● TASK BRIEF: Show each line of the records below where the word "matching" occurs.

● Saved data entries:
PR #2692, opened 2026-07-16
store-demo: fix arm64 build failures for cartservice, emailservice, recommendationservice, loadgenerator

mtanda:
## Summary

Following the store-demo README on an Apple Silicon (arm64) Mac, 4 of the 11
service images failed to build.

- `cartservice`: `dotnet publish` fails because the linux_arm64 `protoc`
  binary bundled with `Grpc.Tools` 2.76.0 segfaults (exit code 139), a known
  upstream issue (grpc/grpc#26032, grpc/grpc#38538) already worked around in
  this repo (`internal/test/integration/components/grpc_relay/dotnet/Dockerfile`).
  Applied the same fix: install the distro `protobuf-compiler` and point
  `Protobuf_ProtocFullPath` at it instead of the NuGet-bundled binary.

- `emailservice` / `recommendationservice`: `pip install --require-hashes`
  fails because `google-auth==2.56.0` now requires `cryptography`, which
  isn't pinned/hashed in the committed `requirements.txt`. The lock had also
  drifted from `requirements.in`: `requirements.in` still pinned
  `google-api-core==2.28.1` / `requests==2.32.5`, while `requirements.txt`
  was already at `google-api-core==2.32.0` from a prior Renovate update that
  only touched the lock file. Since `google-api-core==2.32.0` requires
  `requests>=2.33.0`, the old `requests` pin also had to move. Updated
  `requirements.in` to `google-api-core==2.32.0` / `requests==2.34.2`
  (matching `main`) and regenerated `requirements.txt` with
  `uv pip compile --generate-hashes`.

- `loadgenerator`: same kind of staleness — the committed lock pinned
  `gevent==26.5.0` with hashes that no longer match what PyPI serves, and
  that version conflicts with `locust`'s `gevent<26.0.0` constraint.
  Regenerated `requirements.txt` from the existing `requirements.in`
  (`locust==2.43.0`, already consistent) with `uv pip compile --generate-hashes`.

## Test plan

- [x] Built all 4 images locally on Apple Silicon (arm64) via
      `docker build --no-cache`, with `--require-hashes` intact for all
      three Python services
- [x] Loaded images into a local `kind` cluster and confirmed `/`,
      `/product/:id`, and `/cart` on the frontend return 200 with valid HTML


mariomac (approved):
Tested locally and works!

You should first manually fix some merge conflicts.

Thanks for your contribution!

mtanda:
@mariomac 

Thanks for testing it and for the review!

I've already rebased onto the latest main, so it should be conflict-free now.

While working on this, I noticed the root cause of the drift was that Renovate wasn't configured to fully regenerate these requirements.txt lock files, it was only patching individual pinned lines instead of recompiling from requirements.in. I opened a follow-up PR to fix that: #2701. Could you also take a look at that one?

PR #2693, opened 2026-07-16
Emit one span per topic for multi-topic Kafka `Produce/Fetch`

pinoOgni:
## Summary

This PR allows OBI to emit a distinct span per topic for Kafka `Produce/Fetch` requests that reference multiple topics while previously only `Topics[0]` produced a span and the rest were dropped.

In brief:
- we now parse every topic in the `Metadata response`, not just the first, so the UUID->name cache is complete; before only first topic cached and  others resolved to `*`. (note: cache only matters for v13+, which identify topics by UUID, not name.)
- we now consume each partition entry completely so the reader stays aligned to the next topic; before under-read -> every topic after the first mis-parsed (transform used only `Topics[0]`, so the parser never needed to read past the first topic)
- emit one span per topic where the primary span from `topic[0]` and emit the rest as `extras`: same `TraceID`, unique `SpanID`, name `publish <topic> / process <topic>`.

Note: Go Sarama uprobe path unchanged in behavior because it captures one operation at a time, so it keeps using the first parsed topic.

## Validation


mariomac (approved):
LGTM!

grcevski (approved):
LGTM!

PR #3322, opened 2026-09-04
Discover Go runtime ABI facts from target DWARF

### LINKED ISSUE #3235: Discover Go runtime ABI facts from target DWARF
## Problem

#3221 adds Go 1.27 itab discovery from `runtime.moduledata`. The decoder currently loads the new moduledata field offsets from generated `offsets.json` data and the remaining runtime ABI facts from generated `go_abi_offsets.json` data.

This differs from OBI's normal struct-offset flow, which first discovers offsets from the target binary's DWARF and uses generated data only as a fallback. As a result, an ungenerated future Go minor is rejected even when the target binary contains enough DWARF to describe its runtime ABI. The rejection is safe, but it gives up compatibility that dynamic discovery could provide for non-stripped binaries.

Stripped binaries must continue using generated data because they do not contain DWARF.

## Goal

Discover the complete Go runtime ABI required by moduledata itab decoding from target DWARF when available, then fall back to versioned generated data when it is absent or incomplete.

## Scope

- refactor the DWARF extraction used by `internal/goabioffsets` into reusable code;
- dynamically discover the required `runtime.moduledata` fields, `internal/abi` field offsets, type sizes, and constants;
- treat the dynamically discovered ABI as one complete result rather than mixing an unverified partial ABI with generated facts;
- retain generated-data support for stripped binaries;
- retain safe rejection when neither source provides a complete ABI for the target Go version.

## Acceptance criteria

- a non-stripped binary with a complete supported DWARF ABI can be decoded without a matching generated Go minor;
- a binary with partial or incompatible DWARF falls back to a complete generated ABI or is rejected;
- a stripped binary continues to use the generated ABI path;
- tests cover complete DWARF, incomplete DWARF, stripped binaries, and an ungenerated future Go minor;
- the runtime path and the update-time generator use the same ABI fact definitions and extraction logic.

This is separate from #3234, which tracks atomic generation and consistency between the generated artifacts.

MrAlias:
## Summary

I centralized the private Go runtime ABI facts used for moduledata and itab decoding in a shared `internal/goabi` package.

For Go 1.27 and newer, OBI now:

- discovers and validates the complete runtime ABI from the target binary's DWARF;
- falls back to version-bounded generated offsets when DWARF is unavailable, incomplete, or incompatible;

● ANSWER SECTION:
  (matching `main`) and regenerated `requirements.txt` with
- a non-stripped binary with a complete supported DWARF ABI can be decoded without a matching generated Go minor;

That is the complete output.